Reply solely with the number of lines, in the records underneath, that include the word "across".

» Collected data
__________________________________________________
PR #2143, opened 2024-11-08
chore: Run `SwiftFormat` across project - WPB-11990

samwyndham:
### Issue

This PR:

- Updates our `.swiftformat` to include the rules we agreed on.
- Updates the `Format & Lint Swift Code` target to run `SwiftFormat` across our project.
- Runs `SwiftFormat` across our project

There were some issues I had to fix. Most of these were related to `TODO` comments without tickets, which became `TODO:` after formatting. In most cases I just added a `// swiftLint:ignore` directive.

There were also a few compile errors which I had resolve manually but nothing too bad.

**Note**

I had planned to run all tests against this branch but it seems that `develop` is currently broken. I recommend we fix it before merging this PR.

### Testing

Run tests

---

### Checklist


.swiftlint.yml
```diff
@@ -22,7 +22,6 @@ opt_in_rules:
   - self_binding
   - self_in_property_initialization
   - shorthand_optional_binding
-  - sorted_imports
```
caldrian, line 25: Is imports sorting done by SwiftFormat now?

scripts/Package.swift
```diff
@@ -51,8 +51,8 @@ let package = Package(
         ),
         .binaryTarget(
             name: "swiftformat",
-            url: "https://github.com/nicklockwood/SwiftFormat/releases/download/0.54.0/swiftformat.artifactbundle.zip",
-            checksum: "edf4ed2f1664ad621ae71031ff915e0c6ef80ad66e87ea0e5a10c3580a27a6dd"
+            url: "https://github.com/nicklockwood/SwiftFormat/releases/download/0.54.6/swiftformat.artifactbundle.zip",
```
caldrian: Could you please also update `.github/workflows/swiftformat.yml` if there is an image for that version available?

caldrian (approved):

.swiftlint.yml
samwyndham: Yes they kind of interfere with each other otherwise... `SwiftFormat` will place all `testable` after regular imports but it doesn't take care of adding a space between them. If there is no space between them `SwiftLint` will try to sort them alphabetically so `testable` and regular get mixed up. I couldn't find an easy way to fix this

netbe: maybe disable the swiftlint rule @samwyndham ?

samwyndham: @netbe What do you mean. You mean something else than deleting the rule?

scripts/Package.swift
samwyndham: I've changed this to `0.54.5` as this is the latest image available and updated `.github/workflows/swiftformat.yml`. Thanks for pointing that out!

agisilaos (approved):

.swiftlint.yml
caldrian: By removing this line from opt_in_rules it's already disabled.

netbe (approved):
🚀

PR #2153, opened 2024-11-13
fix: Datadog integration leads to build failures - WPB-11936

netbe:
<table>
<td>
  <a href="https://wearezeta.atlassian.net/browse/WPB-11936" title="WPB-11936" target="_blank">TaskWPB-11936</a>  Re-enable CallQualityControllerTests
  </td></table>
  <br />
 

This reverts commit 465f8be78b5f587a9f8e562fa44cea1c6c13eeb2.

### Issue
This PR attempts to fix develop tests by:

1. reverting PR #2110: this is still an issue we will need to fix (ticket back to TODO)

2. separate WireDatadog and WireAnalytics: 

WireAnalytics is still in SynEngine:
WireDatadog is in WireCommonComponents
The `canImport` is removed entirely from WireCommonComponents so all datadog imports are within WireDatadog

3. disable code coverage for SyncEngine

### Testing

* [x] run syncEngine tests
* [x] run C build with security tests plans - [DD enabled](https://github.com/wireapp/wire-ios/actions/runs/11857283394)
* [x] run [test develop](https://github.com/wireapp/wire-ios/actions/runs/11857283394)


WireAnalytics/Package.swift
```diff
@@ -19,20 +22,16 @@ let package = Package(
...
             name: "WireDatadog",
-            dependencies: [
-                .product(name: "DatadogCore", package: "dd-sdk-ios"),
-                .product(name: "DatadogCrashReporting", package: "dd-sdk-ios"),
-                .product(name: "DatadogLogs", package: "dd-sdk-ios"),
-                .product(name: "DatadogRUM", package: "dd-sdk-ios"),
-                .product(name: "DatadogTrace", package: "dd-sdk-ios")
-            ],
+            dependencies: datadogDependencies(),
+            path: "Sources/WireDatadog",
```
samwyndham, line 33: Did you consider making the path change instead of the source files? It might be easier to maintain 🤔

As a side note, if we take the file route perhaps this line is not necessary as I guess that is the default path

wire-ios-sync-engine/Tests/TestsPlans/AllTests.xctestplan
__________________________________________________
» Task output
3